I don't have any reason to challenge the story in general circulation that Vivac is going to testify tomorrow because Luskin dragged her into the picture in the waning days of Scooter's gainful employment as a civil servant. Still unexplained is why it took Fitzgerald over a month to get around to interviewing her, but we'll cast that into the realm of the unexplainable for the moment and move onto more entertaining conjecture.

WaPo:
Time magazine disclosed on Nov. 27 that one of its reporters, Viveca Novak, would soon answer Fitzgerald's questions about conversations she had with Rove attorney Robert Luskin in 2004. Sources familiar with the case said Luskin told Fitzgerald in October that those conversations would help buttress Luskin's argument that Rove did not intentionally conceal his contacts with reporters from the grand jury.
When David Corn recounted his defense of Vivac, he indicated that there was just one conversation where she "pushed back" and said "this is not what I hear" after Luskin said he thought his client was in the clear.

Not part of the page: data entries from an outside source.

PR #1088, opened 2023-03-24
Showcase: Add fresh slides to the showcase

digitaldesigndj:
and I will close issue #1085

Issue #1085, opened 2023-03-23
Docs: Slideshow Island Demo


digitaldesigndj:
I have a slideshow Island and I was thinking about adding it to the Components section of the website. My island is on the larger side, so I am not sure if it belongs. Is there a vetting process?

The Demo
https://slides.deno.dev

The Island
https://github.com/Hyprtxt/slides.deno.dev/blob/main/islands/Slideshow.jsx

Also I just have a need to post this somewhere so people can find Fresh Slideshow code. 😸

hashrock:
Great! feel free to add it to fresh components.
I think it might be a bit buried if you just post it on showcase.

PR #1096, opened 2023-03-31
docs: Carousel Component

digitaldesigndj:
Carousel Component added to the site as requested in Pull Request #1088 also related to #1085


digitaldesigndj:
When I do `deno check main.ts dev.ts` locally it seemed to be using more lenient settings... I worked it out using the actions, but why is more strict on actions? (example I can't use type :any on the action)

www/components/gallery/Carousel.tsx
```diff
@@ -0,0 +1,196 @@
...
+          break;
+        case "ArrowRight":
+          event.preventDefault();
+          nextSlide();
+          break;
+        default:
+          break;
+      }
+    };
+    document.addEventListener("keydown", keydownHandler);
```
hashrock: We might want it to respond to arrow keys only when this component has focus

hashrock (changes requested):
Looks great!

> but why is more strict on actions?

I don't know why this is happening. I think it's probably not the intended setting.

digitaldesigndj:
I don't think I know how to do that without adding a whole bunch of code, and I don't think that really fits with the spirit of what I was trying for. How about I just remove the keyboard listeners altogether?

digitaldesigndj:
So the way I see to make this work is to add another signal "focused" then I have to toggle that value with the `onBlur` and `onFocus` events. Then I check "focused" in my keyboard handler and take action from there.

Is there is a simpler way I am missing? `document.activeElement` doesn't seem to do the thing I am thinking of.

hashrock:
how about this?

- add `tabindex=0` to element
- addEventListener to element instead of document

hashrock:
hmm, I think it doesn't need to use signal.
do you think we can use useState instead?

digitaldesigndj:
I think there is a bug in the way I did the useState. My first idea is to make it just a fade transition instead of a Carousel, I have to backtrack a bit to figure out how to use the different state API.

Also, I am trying to understand what the use of the useSignal hook is if you prefer useState in components? I like signals because the API is cleaner IMHO, is there more than that to it?

hashrock:
Oh sorry, I thought that signals was only used for communication between islands. But the preact docs show such as usecase for local state.
https://preactjs.com/guide/v10/signals/

If that's why you prefer the signals API, then I guess you can just use signals here.

hashrock (approved):
LGTM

But the Nov. 27 Time article, and again the WaPo today, refer to "conversations." Plural. And seem to do so quite deliberately.

Fitzgerald originally asked for information on conversations taking place after May, 2004. A subsequent article in the NYT on December 2, 2005 -- which appear to have Luskin-esque sources -- said that:
Mr. Rove's lawyer, Robert D. Luskin, spoke in the summer or early fall of 2004 with Viveca Novak, a reporter for Time. In that conversation, Mr. Luskin heard from Ms. Novak that a colleague at the magazine, Matthew Cooper, might have interviewed Mr. Rove about the C.I.A. officer at the heart of the case, the people said. (my emphasis)
But on Saturday, December 3, the WaPo reported that "the conversation" took place before Rove's grand jury appearance in February 2004, and appears to be quite Viveca-centric in its sourcing.

It would appear that Mr. Luskin and Vivac may have spoken more than once on the topic. And it seems likely that when Luskin offered up his good friend Vivac in order to save his client, he told Fitzgerald that the relevant conversation (or conversations) happened a good while after Rove's testimony in February, 2004 where Rove presumably did not tell the grand jury about the Cooper conversation, because Fitzgerald's request for information starts in May 2004.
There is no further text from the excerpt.